Picked up _JAVA_OPTIONS: -Xms256M -Xmx45G -XX:ParallelGCThreads=1 -Djava.io.tmpdir=/mnt/isilon/sfgi/suc1/tmp
Picked up _JAVA_OPTIONS: -Xms256M -Xmx45G -XX:ParallelGCThreads=1 -Djava.io.tmpdir=/mnt/isilon/sfgi/suc1/tmp
processing chromosomes
Traceback (most recent call last):
File "/mnt/isilon/sfgi/programs/atac_dnase_pipelines/ataqc/run_ataqc.py", line 1598, in
main()
File "/mnt/isilon/sfgi/programs/atac_dnase_pipelines/ataqc/run_ataqc.py", line 1460, in main
ROADMAP_META, OUTPUT_PREFIX)
File "/mnt/isilon/sfgi/programs/atac_dnase_pipelines/ataqc/run_ataqc.py", line 905, in compare_to_roadmap
sample_mean0_col)
File "/mnt/isilon/sfgi/programs/miniconda3/envs/bds_atac/lib/python2.7/site-packages/scipy/stats/stats.py", line 3310, in spearmanr
rs = np.corrcoef(ar, br, rowvar=axisout)
File "/mnt/isilon/sfgi/programs/miniconda3/envs/bds_atac/lib/python2.7/site-packages/numpy/lib/function_base.py", line 2145, in corrcoef
c = cov(x, y, rowvar)
File "/mnt/isilon/sfgi/programs/miniconda3/envs/bds_atac/lib/python2.7/site-packages/numpy/lib/function_base.py", line 2024, in cov
X = np.vstack((X, y))
File "/mnt/isilon/sfgi/programs/miniconda3/envs/bds_atac/lib/python2.7/site-packages/numpy/core/shape_base.py", line 230, in vstack
return _nx.concatenate([atleast_2d(_m) for _m in tup], 0)

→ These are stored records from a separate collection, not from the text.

PR #824, opened 2025-02-01
Add test coverage for substitution edgecases involving E notation

danielcranston:
I extended some tests while doing some investigations in https://github.com/ros2/launch_ros/issues/384#issuecomment-2628904348. I figured it worthwhile to make a PR in case you find them useful.

I might be missing other tests that could get a similar treatment, let me know if that's the case!

### DIFF
--- a/launch/test/launch/substitutions/test_equals_substitution.py
+++ b/launch/test/launch/substitutions/test_equals_substitution.py
@@ -94,6 +94,14 @@ def test_equals_substitution():
     _permute_assertion('inf', '-inf', lc, 'false')
     _permute_assertion('-inf', '-inf', lc, 'true')
 
+    # Numerics (scientific E notation)
+    _permute_assertion('1234e1', '12340', lc, 'true')
+    _permute_assertion('1234E2', '123400', lc, 'true')
+    _permute_assertion('1234E2', '1234E2', lc, 'true')
+    _permute_assertion("'1234E2'", '123400', lc, 'false')
+    _permute_assertion("'1234E2'", '1234E2', lc, 'false')
+    _permute_assertion("'1234E2'", "'1234E2'", lc, 'true')
+
     # Strings
     _permute_assertion('wow', 'wow', lc, 'true')
     _permute_assertion('wow', True, lc, 'false')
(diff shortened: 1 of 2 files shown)


christophebedard (approved):
Looks good to me.

This is completely separate from https://github.com/ros2/launch_ros/issues/384 and https://github.com/ros2/launch_ros/pull/436, right? As in, the behaviour this is testing is correct?

christophebedard:
Pulls: ros2/launch#824
Gist: https://gist.githubusercontent.com/christophebedard/3a387055330bc86bf34c1c11a029c230/raw/3eefe972d23c9cd96fbc4243f027e4f8ba4e4d3d/ros2.repos
BUILD args:  --packages-up-to launch
TEST args:  --packages-select launch
ROS Distro: rolling
Job: ci_launcher
ci_launcher ran: https://ci.ros2.org/job/ci_launcher/15115
* Linux [Build Status](http://ci.ros2.org/job/ci_linux/22445/)
* Linux-aarch64 [Build Status](http://ci.ros2.org/job/ci_linux-aarch64/16697/)
* Linux-rhel [Build Status](http://ci.ros2.org/job/ci_linux-rhel/1973/)
* Windows [Build Status](http://ci.ros2.org/job/ci_windows/23234/)

danielcranston:
Yes I would say it is separate. 

> As in, the behaviour this is testing is correct?

If "correct" means "consistent with PYYAML 1.1", then yes I believe it's **largely** correct. I'm not an expert in the nuances of YAML specs, but from the discussion in https://github.com/ros2/launch_ros/issues/384#issuecomment-2634074244, I'm a bit on the fence on the `_permute_assertion` checks though.

If `_permute_assertion` intends to reflect YAML 1.1 / PYYAML, then there's a small inconsistency:

```python
    _permute_assertion('1234e1', '12340', lc, 'true')  # Arguably wrong. PYYAML treats LHS as a string, so shouldn't equal RHS
    _permute_assertion('1234E2', '123400', lc, 'true')  # Arguably wrong. PYYAML treats LHS as a string, so shouldn't equal RHS
    _permute_assertion('1234E2', '1234E2', lc, 'true')  # OK, PYYAML treats the LHS as a string anyway
    _permute_assertion("'1234E2'", '123400', lc, 'false')  # OK, LHS is coerced to string
    _permute_assertion("'1234E2'", '1234E2', lc, 'false')  # OK, LHS is coerced to string
    _permute_assertion("'1234E2'", "'1234E2'", lc, 'true')  # OK I guess.
```

Though I have a feeling that, for original authors, the measure of "correctness" isn't YAML 1.1 but something else (maybe some heuristics to reflect how ROS 1 `roslaunch` behaved?). I should also mention that it's not yet clear to me what piece of code makes `'1234e1'` become equal to `'12340'`.

It's also interesting that `'1234E1' == '12340'` and `'1234E1' == '1234E1'` are simultaneously true.

fujitatomoya (approved):
lgtm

ValueError: all the input array dimensions except for the concatenation axis must match exactly
interesting - it could be related to a different output format from a different version of ucsc tools - can you provide the top of the *signal file in the qc folder if you have it?